PR #381, opened 2016-09-23
Closes AgileVentures/MetPlus_tracker#426

dsmegha:
Changed the business logic to provide all company contacts for the assignment of tasks.

Added test case as well.


app/models/concerns/task_manager/business_logic.rb
```diff
@@ -91,6 +91,8 @@ def assignable_list
       info = ASSIGNABLE_LIST[task_type.to_sym]
       if info[:type] == :agency
         return Agency.send info[:function], task_owner[0].agency
+      elsif info[:type] == :company
+        return task_owner[0].company.people_on_role("Company Contact")
```
joaopapereira: We should create a function
Company.company_contact(company)
And call it like the agency
Company.send info[:function], task_owner[0].company

Change the ASSIGNABLE_LIST[:job_application] = {:type => :company, :function => :company_contact}

dsmegha:
Hi, 

We had used the send info since we needed to dynamically determine the function in case of agency, depending on the task type. But since for a company it's always the same function, I thought this will be a much readable code. We can add that code when we decide as another task type for the company.
Let me know if I should go ahead and change it.

app/models/concerns/task_manager/business_logic.rb
patmbolger: If we go with this, the method should be pluralized, that is:
```
Company.company_contacts(company)
```

patmbolger: Recommend using the key for the ROLE hash to find the role value string, that is:
```
return task_owner[0].company.people_on_role(CompanyRole::ROLE[:CC])
```
I don't know if we'll ever want to change the value but we should retain flexibility to do so.

patmbolger: 3rd comment on this .... as the story notes:

> The Company Contact might be himself [company admin] too.

This means the company contact needs to be able to assign the task to himself.  (in fact, it could be that for small companies there will be only one user from the company on PETS - who, by definition, is the company admin).

So, the assignable_list method has to include all people in the company.

patmbolger: Perhaps a way to address this is to ensure that all company admins also have the :CC role.

patmbolger: Re this 3rd comment .... lets address that in a separate story.

joaopapereira:
After talking on the standup I think we should change this PR as suggestion by me. @dsmegha if you can please do the changes suggestion

joaopapereira:
This funcitonality was added in another PR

_Assignment_
Give back exactly the lines running from the line that has "patmbolger: Perhaps a" to the end of the entries above.

_Answer to this problem_
patmbolger: Perhaps a way to address this is to ensure that all company admins also have the :CC role.

patmbolger: Re this 3rd comment .... lets address that in a separate story.

joaopapereira:
After talking on the standup I think we should change this PR as suggestion by me. @dsmegha if you can please do the changes suggestion

joaopapereira:
This funcitonality was added in another PR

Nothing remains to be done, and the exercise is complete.